Down goes the yen! USD/JPY staged its biggest rally in over a week as the pair climbed 89 pips to finish at 98.70. Where is the market headed?
So far, it seems as though price action on USD/JPY has been dictated by the market’s appetite for dollars. Unfortunately for the yen, U.S. Treasury yields have been rising and propping up the Greenback.
Without any economic reports coming from the yen today, it looks like price action on USD/JPY will continue to be dictated by the dollar’s movements. Luckily, we have a potential catalyst in the U.S. new home sales report, which is due at 2:00 pm GMT. So if you’re looking for news to trade, y’all know where to find it, homies! Just check out our awesome economic calendar!
We didn’t see much movement on USD/JPY last week. The pair tested and found resistance at the 99.00 handle, but it eventually rested at 98.67, down 3 pips on the day.

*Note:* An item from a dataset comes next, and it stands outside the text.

PR #95, opened 2022-08-25
Speed up for softcore potentials and fixes to Mie

### LINKED ISSUE #94: `Mie` interaction gives `InexactError` due to the `convert` in constructor
If we use some value for `m` and `n` such that `(n / (n - m)) * (n / m) ^ (m / (n - m))` gives a floating point number then, https://github.com/JuliaMolSim/Molly.jl/blob/7d95bcc27217343cf0283e10dcc13da3ccf378fa/src/interactions/mie.jl#L37 leads to inexact error (if `typeof(m)` is `Int`). Maybe it is better to do something like:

A strong rise in the Nikkei pushed USD/JPY up briefly above a key resistance level last Friday, but sadly, the rally wasn’t sustained.
For the coming days, movements in the Japanese stock market may continue to drive USD/JPY price action, especially since Japan won’t be publishing anything new until Wednesday. The good news is that we can look forward to seeing retail sales, CPI, employment, household spending, and housing starts data later in the week.
But for now, if you plan on trading this pair, keep in mind that the U.S. has some notable releases due in the coming days that may provide markets with a bit of fuel to move.